Top officials at the Federal Reserve are now taking into account how artificial intelligence might boost worker output as they map out future economic conditions, a shift that could reshape how the central bank approaches interest rates and employment targets.

Fed Chair Jerome Powell touched on this issue during his press briefing in December. Looking back at previous technology waves, he noted that past innovations brought more jobs and better pay despite initial concerns. However, he said the outcome with AI remains unknown.

Research suggests these new AI tools, especially those that generate content, could significantly change both how much workers produce and the makeup of the job market itself. Two economists studying this issue created different models to see what might happen. Ping Wang from Washington University in St. Louis and Tsz-Nga Wong from the Richmond Federal Reserve Bank mapped out several possibilities.

Dramatic productivity scenarios take shape

Their most dramatic scenario assumes AI reaches full development over several decades. Under those conditions, about 23% of workers would lose their jobs, but those still working would produce three to four times more than they do now.

Wang explained that over the coming ten years, output per worker might climb roughly 7 percent each year. He stressed this represents one possible path, not a guaranteed outcome. The technology’s ability to learn and improve as people use it drives these potential gains, he said. Workers can also figure out better ways to use AI and customize it for their specific needs, leading to major productivity jumps.

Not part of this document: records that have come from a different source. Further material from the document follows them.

PR #1201, opened 2026-07-28
feat(cubeops): unify cubelog request and service observability

liciazhu:
- Replace scattered standard logging with structured cubelog output.
- Add rolling request and statistics logs under /data/log/CubeOps.
- Record request ID, caller, callee, path, status code, and latency.
- Propagate request-scoped logging context through auth, SDK, AgentHub, CubeMaster client, and service handlers.
- Add build-time version, commit, and build timestamp metadata.
- Add logging coverage for request tracing and log-level handling.

### DIFF
--- a/CubeOps/Makefile
+++ b/CubeOps/Makefile
@@ -6,8 +6,20 @@
 BINARY=cubeops
 BIND=127.0.0.1:3010
 
+# Version — injected at build time via ldflags.
+# Priority: env var CUBE_VERSION/CUBE_COMMIT/CUBE_BUILD_TIME > local git/date fallback.
+CUBE_VERSION ?= $(shell git describe --tags --abbrev=0 --match 'v*' 2>/dev/null || echo 0.0.0-dev)
+CUBE_COMMIT ?= $(shell git rev-parse HEAD 2>/dev/null || echo unknown)
+CUBE_BUILD_TIME ?= $(shell date -u +'%Y-%m-%dT%H:%M:%SZ')
+
+VERSION_PKG=github.com/tencentcloud/CubeSandbox/CubeOps/internal/version
+BUILD_FLAGS=-ldflags "-s -w \
+  -X '$(VERSION_PKG).Version=$(CUBE_VERSION)' \
+  -X '$(VERSION_PKG).Commit=$(CUBE_COMMIT)' \
+  -X '$(VERSION_PKG).BuildTime=$(CUBE_BUILD_TIME)'"
+
 build:
-	go build -o bin/$(BINARY) ./cmd/cubeops
+	go build $(BUILD_FLAGS) -o bin/$(BINARY) ./cmd/cubeops
 
 run: build
 	JWT_SECRET=test-secret-dummy \
@@ -29,7 +41,11 @@ clean:
 	rm -rf bin/
 
 docker:
-	docker build -t cube-ops:latest -f Dockerfile ..
+	docker build \
+		--build-arg CUBE_VERSION=$(CUBE_VERSION) \
+		--build-arg CUBE_COMMIT=$(CUBE_COMMIT) \
+		--build-arg CUBE_BUILD_TIME=$(CUBE_BUILD_TIME) \
+		-t cube-ops:latest -f Dockerfile ..
 
 tidy:
 	go mod tidy
--- a/CubeOps/README.md
+++ b/CubeOps/README.md
@@ -82,6 +82,13 @@ tail -50 /data/log/CubeOps/cubeops-req.log
 tail -f /data/log/CubeOps/cubeops-req.log
 ```
 
+Every HTTP request receives an `X-RequestID` when one is not supplied. The
+request trace is attached to the request context, so request-scoped `cubelog`
+records include fields such as `RequestId`, `Action`, `Caller`, and
+`CalleeAction`. CubeMaster calls propagate `X-Caller: cubeops` and stamp the
+inbound `RequestID` into the outbound body and query string — that is how
+cross-service correlation works (CubeMaster ignores `X-RequestID`).
+
 Quick health check (no auth required):
 
 ```bash
--- a/CubeOps/cmd/cubeops/main.go
+++ b/CubeOps/cmd/cubeops/main.go
@@ -6,7 +6,7 @@ package main
 import (
 	"context"
 	"errors"
-	"log/slog"
+	"fmt"
 	"net/http"
 	"os"
 	"os/signal"
@@ -22,18 +22,17 @@ import (
 func main() {
 	cfg, err := config.Load()
 	if err != nil {
-		// Config load failed before logging is initialised; use a
-		// stdout-only slog so the error is still visible.
-		slog.SetDefault(slog.New(slog.NewTextHandler(os.Stdout, &slog.HandlerOptions{
-			Level: slog.LevelInfo,
-		})))
-		slog.Error("failed to load config", "error", err)
+		// Logging is not yet initialised here; write directly to stderr
+		// so a config-load failure is always visible regardless of
+		// cubelog's default-writer behaviour.
+		fmt.Fprintf(os.Stderr, "cubeops: failed to load config: %v\n", err)
 		os.Exit(1)
 	}
 
 	logging.Init(logging.Options{
 		Level:      cfg.LogLevel,
 		LogDir:     cfg.LogDir,
+		Module:     "cubeops",
 		FileNum:    cfg.LogFileNum,
 		FileSizeMB: cfg.LogFileSize,
 	})
@@ -44,7 +43,7 @@ func main() {
 	// Initialise database + migrations + master key
 	s, err := store.New(ctx, cfg.DaoConfig())
 	if err != nil {
-		slog.Error("failed to initialise database", "error", err)
+		logging.G(ctx).Errorf("failed to initialise database: err=%q", err.Error())
 		os.Exit(1)
 	}
 	defer s.Close()
@@ -53,7 +52,7 @@ func main() {
 	// auto-generate and persist to DB (zero-config deployment).
 	jwtSecret, err := s.BootstrapJWTSecret(ctx, cfg.JWTSecret)
 	if err != nil {
-		slog.Error("failed to bootstrap JWT secret", "error", err)
+		logging.G(ctx).Errorf("failed to bootstrap JWT secret: err=%q", err.Error())
 		os.Exit(1)
 	}
 	cfg.JWTSecret = jwtSecret
@@ -65,19 +64,19 @@ func main() {
 		sigCh := make(chan os.Signal, 1)
 		signal.Notify(sigCh, syscall.SIGINT, syscall.SIGTERM)
 		<-sigCh
-		slog.Info("received shutdown signal")
+		logging.G(context.Background()).Info("received shutdown signal")
 		shutdownCtx, shutdownCancel := context.WithTimeout(context.Background(), 10*time.Second)
 		defer shutdownCancel()
 		if err := srv.Shutdown(shutdownCtx); err != nil {
-			slog.Error("server shutdown error", "error", err)
+			logging.G(shutdownCtx).Errorf("server shutdown error: err=%q", err.Error())
 		}
 		cancel()
 	}()
 
 	if err := srv.Start(); err != nil && !errors.Is(err, http.ErrServerClosed) {
-		slog.Error("server error", "error", err)
+		logging.G(ctx).Errorf("server error: err=%q", err.Error())
 		os.Exit(1)
 	}
 
-	slog.Info("CubeOps stopped")
+	logging.G(ctx).Info("CubeOps stopped")
 }
--- a/CubeOps/internal/cubemaster/client.go
+++ b/CubeOps/internal/cubemaster/client.go
@@ -11,7 +11,9 @@ import (
 	"io"
 	"net/http"
 	"net/url"
-	"time"
+
+	"github.com/google/uuid"
+	cubelog "github.com/tencentcloud/CubeSandbox/cubelog"
 )
 
 // CMError carries a CubeMaster business error (non-zero ret_code) out of
@@ -158,10 +160,7 @@ func (c *Client) GetTemplate(ctx context.Context, templateID string) (json.RawMe
 
 // DeleteSnapshot deletes a snapshot via CubeMaster.
 func (c *Client) DeleteSnapshot(ctx context.Context, snapshotID string) (json.RawMessage, error) {
-	body := map[string]interface{}{
-		"request_id": fmt.Sprintf("cubeops-del-snap-%d", time.Now().UnixNano()),
-	}
-	return c.deleteWithBody(ctx, fmt.Sprintf("/cube/snapshot/%s", snapshotID), body)
+	return c.deleteWithBody(ctx, fmt.Sprintf("/cube/snapshot/%s", snapshotID), map[string]interface{}{})
 }
 
 // RollbackSandbox rolls back a sandbox to a snapshot via CubeMaster.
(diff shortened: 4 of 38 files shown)


CubeOps/cmd/cubeops/main.go
```diff
@@ -53,7 +51,7 @@ func main() {
 	// auto-generate and persist to DB (zero-config deployment).
 	jwtSecret, err := s.BootstrapJWTSecret(ctx, cfg.JWTSecret)
 	if err != nil {
-		slog.Error("failed to bootstrap JWT secret", "error", err)
+		logging.G(ctx).WithFields(map[string]any{"error": err.Error()}).Error("failed to bootstrap JWT secret")
```
fslongjin: I think this PR should integrate the request trace structure directly into the `ctx` when logging. Many actions or other fields should reuse the fields inside it, instead of adding so many local maps to write fields — it always feels a bit off. You can refer to how CubeMaster/Cubelet handles this.

fslongjin (changes requested):

fslongjin:
Hi @liciazhu — thanks for this change.

Below are the issues we’d like addressed (or explicitly deferred), focused on **what’s broken / incomplete** and **how to improve**. The happy-path middleware wiring looks good; the gaps are mostly around **field reuse** and **cross-service RequestId**.

---

## Summary

| Priority | Issue | Ask |
|---|---|---|
| **P0** | Outbound CubeMaster body `requestID` ≠ inbound `RequestTrace.RequestID` | Reuse the same ID so logs can be joined |
| **P1** | Business IDs / error codes written into `LogContent` instead of `RequestTrace` | Fill `rt` fields; keep messages semantic |
| **P1** | Middleware always overwrites `rt.RetCode` with HTTP status | Don’t clobber business codes |
| **P1** | `OpenclawApplySpec` logs with `context.Background()` | Pass request `ctx` |
| **P2** | `/health` emits a full Trace every probe | Skip or tag as probe |
| **P2** | Missing `ReNewLogger` / optional `ReportExt` | Align with CubeMaster helpers |

---

## Issue 1 (P0): Cross-service `RequestId` does not actually correlate

### What’s wrong

CubeOps sets a request-scoped `RequestID` in middleware and forwards it as `X-RequestID`. That part is fine.

CubeMaster, however, **does not read** `X-RequestID` into its `RequestTrace`. It fills `rt.RequestID` from the **JSON body** (`requestID` / `request_id`). On the CubeOps side, almost every CubeMaster call still generates a **new** body ID (`sdkRequestID()`, `req-<nano>`, `cubeops-compensate-…`), so:

- `cubeops-*-stat` has RequestId = **A**
- `cubemaster-*-stat` has RequestId = **B**
- You cannot join the two with one query

`X-Caller: cubeops` correctly marks the caller, but that is not per-request correlation. The README claim about “cross-service correlation” via `X-RequestID` is currently overstated.

```mermaid
sequenceDiagram
    participant Client
    participant CubeOps
    participant CubeMaster

    Client->>CubeOps: HTTP + optional X-RequestID
    Note over CubeOps: rt.RequestID = A<br/>(header or new UUID)

    CubeOps->>CubeMaster: Header X-RequestID=A<br/>Body requestID=B (newly generated)
    Note over CubeMaster: Ignores header<br/>rt.RequestID = B from body

    Note over CubeOps,CubeMaster: A ≠ B → cannot join logs by RequestId
```

### Suggested fix

Prefer the inbound trace ID whenever you build a CubeMaster body:

```go
rt := cubelog.GetTraceInfo(ctx)
requestID := sdkRequestID() // fallback only
if rt != nil && rt.RequestID != "" {
    requestID = rt.RequestID
}
// then put requestID into the body under the correct json key
```

A client-level helper that injects / overrides `requestID` / `request_id` / `RequestID` from context would avoid scattering this in every handler. Please add a regression test that asserts outbound body ID equals inbound `RequestTrace.RequestID`.

> CubeMaster reading `X-RequestID` as a fallback would also help long-term, but that can be a follow-up outside this PR. **CubeOps can fix correlation on its own by aligning the body.**

---

## Issue 2 (P1): Prefer `RequestTrace` fields over hand-printed IDs / error codes

### What’s wrong

A lot of new logging looks like:

```go
logging.G(ctx).Errorf("sdk: cubemaster not found: sandboxID=%s retCode=%d msg=%q", ...)
```

`RequestId` / `Action` / `Caller` / `CalleeAction` from the middleware already land as structured JSON fields — good. But once the handler knows a sandbox ID or a CubeMaster `ret_code`, those values are almost never written back onto the shared `*RequestTrace`. They only appear inside `LogContent`, which forces full-text search and diverges from how CubeMaster / Cubelet use cubelog.

```mermaid
flowchart LR
    subgraph today [Current pattern]
        H1[Handler knows sandboxID / ret_code]
        H1 --> L1["Errorf(... sandboxID=%s retCode=%d)"]
        L1 --> LC[LogContent string only]
    end

    subgraph prefer [Preferred pattern]
        H2[Handler knows sandboxID / ret_code]
        H2 --> RT["rt.InstanceID / rt.RetCode / rt.ErrorCode"]
        RT --> RN[ReNewLogger]
        RN --> L2["Errorf(cubemaster not found)"]
        RT --> JSON["JSON fields: InstanceId, RetCode, ..."]
        L2 --> MSG[Semantic LogContent]
    end
```

### Suggested direction

**Rule of thumb:** if `RequestTrace` already has a field for it, put it there — don’t re-print it in the message.

| Put on `RequestTrace` | Typical source |
|---|---|
| `InstanceID` | sandbox / instance id |
| `RetCode` | CubeMaster / business error code |
| `ErrorCode` / `SubErrorCode` | classifiable failures (optional but useful) |
| `InstanceType` | e.g. `cubebox` |

Then:

1. Update `rt` first.
2. Add a CubeOps `ReNewLogger(ctx)` (same idea as CubeMaster/Cubelet) so the cached `Entry` picks up the new fields.
3. Keep `LogContent` semantic: e.g. `"cubemaster not found"`.
4. Use `WithFields` **only** when there is no matching trace field (e.g. `templateID` / `buildID` if you don’t map them elsewhere).

CubeMaster handlers already follow “dimensions on `rt`, message describes what happened.” Aligning CubeOps with that will make ELK/Loki filters and dashboards consistent across components.

---

## Issue 3 (P1): Middleware overwrites business `RetCode` with HTTP status

### What’s wrong

At the end of every request:

```go
rt.RetCode = int64(c.Writer.Status())
cubelog.Trace(rt)
```

Even if a handler later starts writing CubeMaster’s business `ret_code` onto `rt` (Issue 2), the defer will replace it with `404` / `502` / etc. Then `-stat` cannot be filtered by the real business code.

CubeMaster’s convention is the opposite: handlers own business `RetCode`; middleware only adjusts it for special cases (auth failure, client cancel).

```mermaid
flowchart TD
    A[Handler sets rt.RetCode = CM business code] --> B[Response HTTP 502]
    B --> C[Middleware defer: rt.RetCode = 502]
    C --> D[Trace loses business code]
```

### Suggested fix

- Let handlers set `rt.RetCode` from `CMError.RetCode` / service errors on failure paths.
- In the defer: **do not unconditionally overwrite** — e.g. only set HTTP status when `rt.RetCode` is still unset / zero, or store HTTP status somewhere that doesn’t erase the business code.
- Please document the chosen convention in a short comment next to `requestLogger`.

---

## Issue 4 (P1): `OpenclawApplySpec` drops request context

### What’s wrong

`ResolveGatewayToken` correctly takes `ctx` now, but `OpenclawApplySpec` still logs via `logging.G(context.Background())`, so those lines lose `RequestId` and any other trace fields.

### Suggested fix

Thread `ctx` through `OpenclawApplySpec` (and callers) and log with `logging.G(ctx)`.

---

## Issue 5 (P2): Health probes pollute `-stat`

`/health` goes through `requestLogger`, so every probe gets a new UUID and a Trace line. Under frequent k8s probes this dilutes real traffic metrics.

**Suggestion:** skip `Trace` for `/health` (and ready, if any), or set `Caller=probe` so it can be filtered cleanly.

---

## Issue 6 (P2): Small consistency / hygiene items

These are optional for this PR but worth tracking:

1. **`ReNewLogger`** — needed once you start mutating `rt` mid-request (Issue 2).
2. **`ReportExt`-style hop** — today CubeOps only Traces the end-to-end HTTP request; CubeMaster latency is only visible on the CubeMaster side. A later enhancement could DeepCopy + Trace outbound CubeMaster calls.
3. **`logging.Init` MkdirAll failure** — the log says “falling back to stdout” but the function returns without configuring any fallback; either really fall back or fail fast.
4. **`deploy/one-click/webui/nginx.conf` `Cache-Control`** — unrelated to logging; please split out or briefly explain in the PR description why it’s included.

---

CubeOps/Makefile
```diff
@@ -6,8 +6,20 @@
...
+# Priority: env var CUBE_VERSION/CUBE_COMMIT/CUBE_BUILD_TIME > local git/date fallback.
+CUBE_VERSION ?= $(shell git describe --tags --abbrev=0 --match 'v*' 2>/dev/null || echo 0.0.0-dev)
+CUBE_COMMIT ?= $(shell git rev-parse HEAD 2>/dev/null || echo unknown)
+CUBE_BUILD_TIME ?= $(shell date -u +'%Y-%m-%dT%H:%M:%SZ')
+
+VERSION_PKG=github.com/tencentcloud/CubeSandbox/CubeOps/internal/version
+BUILD_FLAGS=-ldflags "-s -w \
+  -X '$(VERSION_PKG).Version=$(CUBE_VERSION)' \
+  -X '$(VERSION_PKG).Commit=$(CUBE_COMMIT)' \
+  -X '$(VERSION_PKG).BuildTime=$(CUBE_BUILD_TIME)'"
```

These changes could affect how the Fed pursues its two main goals: keeping people employed and preventing prices from rising too fast. In December, the committee that sets interest rates predicted the benchmark rate would settle around 3 percent in the long term. Economists at the Cleveland Fed said this would be somewhat loose compared to a neutral rate of 3.7 percent.

Data center investment boom draws comparisons to 1990s

Some market watchers see parallels between today’s rush to build data centers and the 1990s spending spree on network equipment. Dan Tolomay, who oversees investments at Trust Company of the South, said rising valuations make him more cautious about returns going forward.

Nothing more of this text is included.